Going home didn’t mean I could resume life as before. The colonoscopy prep still had an effect, and, shall we say, there were a few messes to clean up. Bonnie was an RN for 40 years, and was a good sport about all of this. That was one of the reasons I popped the question almost 10 years ago. If I ever needed care, she was competent at it. Although I’ve helped her more medically in the last 10 years than she’s helped me, this time I was the one in need and she was front and center on the job. One of her recommendations was that I wear a diaper until my system got back to normal. This helped neither my pride nor my masculinity, but I complied. Getting old is not for sissies!

It takes a few days to get your system back on a regular schedule after something like this. After that much purging of the system, things don’t just automatically readjust. 

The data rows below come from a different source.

PR #2642, opened 2023-07-10
chore: update Kubo to v0.21

Jorropo:
v0.19.1 is the latest bug free enough version, anything bellow that is considered completely borked.

This new release bring also a new intresting feature, github.com/ipfs/go-ipfs-http-client has been moved to github.com/ipfs/kubo/client/rpc, this is because we were constantly failing at keeping them in sync.

Now that they are in one repo it's way easier to keep them in sync (the compiler creates compilation failures and you don't need to solve a cycle of PRs where neither is green because they both need each other for CI to pass).


rossjones (approved):

pkg/ipfs/node.go
```diff
@@ -332,7 +332,6 @@ func serveAPI(cm *system.CleanupManager, node *core.IpfsNode, repoPath string) (
 	// Options determine which functionality the API should include:
 	var opts = []corehttp.ServeOption{
 		corehttp.VersionOption(),
-		corehttp.GatewayOption(false),
```
Jorropo, line 335: Support for writable gateway has been removed from Kubo.

rossjones:
Thanks for the PR @Jorropo, very much appreciated.

PR #2643, opened 2023-07-10
implement batch job scheduler

wdbaruni:
First implementation of a job scheduler thats gets handled an evaluation, and generates a plan of updates, including new executions and stopping existing ones if no longer healthy or if over-subscribed.

Some work still remains for follow up PRs, including:
- Implementation of a `Planner` to update the `JobStore` and notify compute nodes with new executions
- Implementation of `SystemBatch` jobs that targets all matching nodes
- Implementation of `NodeManager` that keeps track of node status, including nodes that are disconnected but still have active executions. 
- Cover more edge cases 
- Deprecate `MinBids`. It is adding more complexity than value based on the direction we are heading


pkg/orchestrator/scheduler/batch_job.go
```diff
@@ -0,0 +1,202 @@
...
+	}
+
+	return b.planner.Process(ctx, plan)
+}
+
+// failUnhealthyExecs marks executions that are running on nodes that are not healthy as failed
+func (b *BatchJobScheduler) failUnhealthyExecs(
+	ctx context.Context, existingExecutions []*model.ExecutionState, nodeInfos map[string]*model.NodeInfo, plan *models.Plan) error {
+	for _, execution := range existingExecutions {
+		if _, ok := nodeInfos[execution.NodeID]; !ok {
```
rossjones, line 128: For this case, where the node has dropped off the network, we're marking the execution as stopped even though the compute node may not find out about it and we won't be able to connect to the compute node.  When the compute node restarts/rejoins, it'll have this execution in store.  For batch jobs like this, when the compute node restarts, I was considering marking anything active as stopped/cancelled on a reboot and trying to report the new state back to the requester node. Does it make sense to do that?

pkg/orchestrator/scheduler/batch_job.go
```diff
@@ -0,0 +1,202 @@
...
+}
+
+// existingNodeInfos returns a map of nodeID to NodeInfo for all the nodes that have executions for this job
+func (b *BatchJobScheduler) existingNodeInfos(ctx context.Context, existingExecutions []*model.ExecutionState) (map[string]*model.NodeInfo, error) {
+	out := make(map[string]*model.NodeInfo)
+	checked := make(map[string]struct{})
+
+	// TODO: implement a better way to retrieve node info instead of listing all nodes
+	nodesMap := make(map[string]*model.NodeInfo)
+	discoveredNodes, err := b.nodeDiscoverer.ListNodes(ctx)
```
rossjones, line 142: As I start looking at a persistent job store, would the job store be the correct place to implement something like `NodesForJob(jobID string) map[executionID]NodeID` to improve this lookup, or is there an issue with using job id in this context?

pkg/orchestrator/scheduler/batch_job.go
```diff
@@ -0,0 +1,202 @@
...
+}
+
+type BatchJobSchedulerParams struct {
+	JobStore       jobstore.Store
+	Planner        orchestrator.Planner
+	NodeDiscoverer requester.NodeDiscoverer
+	NodeRanker     requester.NodeRanker
+}
+
+func NewBatchJobScheduler(params *BatchJobSchedulerParams) *BatchJobScheduler {
```
rossjones, line 35: Are we planning to add anything to the Job model to identify what type of job it is (batch, system, cron etc)?

rossjones (approved):
Looks good, couple of questions and a suggestion around UpdateExecutionRequest.

pkg/orchestrator/scheduler/batch_job.go
wdbaruni: That might make sense. I'll see what APIs we need after NodeManager's implementation

pkg/orchestrator/scheduler/batch_job.go
wdbaruni: Yes, eventually. There are two options to consider https://www.notion.so/expanso/Modular-Architecture-In-Depth-2bd19c8acbe046c298319045edde18af

Still though, my next plan is to introduce a new internal job type that is different than we expose to end users through the CLI or APIs.

pkg/orchestrator/scheduler/batch_job.go
```diff
@@ -0,0 +1,202 @@
...
+	if desiredExecutionCount > 0 {
+		selectedNodes, err := b.selectNodes(ctx, &job, desiredExecutionCount)
+		if err != nil {
+			return err
+		}
+		for i := 0; i < desiredExecutionCount; i++ {
+			executionID := model.ExecutionID{
+				JobID:       job.Metadata.ID,
+				NodeID:      selectedNodes[i].PeerInfo.ID.String(),
+				ExecutionID: "e-" + uuid.NewString(),
```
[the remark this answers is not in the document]
wdbaruni: This is great. I'll create helper functions to generate the different IDs for the different objects with some object identifying prefix

pkg/models/plan.go
```diff
@@ -0,0 +1,65 @@
...
+	StoppedExecutions []*jobstore.UpdateExecutionRequest
+}
+
+// NewPlan creates a new Plan instance.
+func NewPlan(eval *Evaluation) *Plan {
+	return &Plan{
+		EvalID:            eval.ID,
+		Priority:          eval.Priority,
+		NewExecutions:     []*model.ExecutionState{},
+		StoppedExecutions: []*jobstore.UpdateExecutionRequest{},
```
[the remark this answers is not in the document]
wdbaruni: That makes sense. I am still not sure if creating `jobstore` requests is the right thing in the plan or not. Will keep this in mind as I introduce the other schedulers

I take a lot of care with my diet and am positive that this sort of malady is very unlikely when you eat the way I do, but my bowel became obstructed nonetheless. This makes me less confident that I know what I’m doing diet-wise. But depending on what my doctor tells me, I’m going to continue what I’m doing until I learn otherwise.

As I write this, I’m still in that readjustment process. It’s a guess for me exactly what food, medicines, and exercises will work the best and what should be avoided. I have a follow-up visit with my primary physician scheduled, but that’s about 10 days after my release from the hospital. I’m hoping I can make it that far without further medical treatment.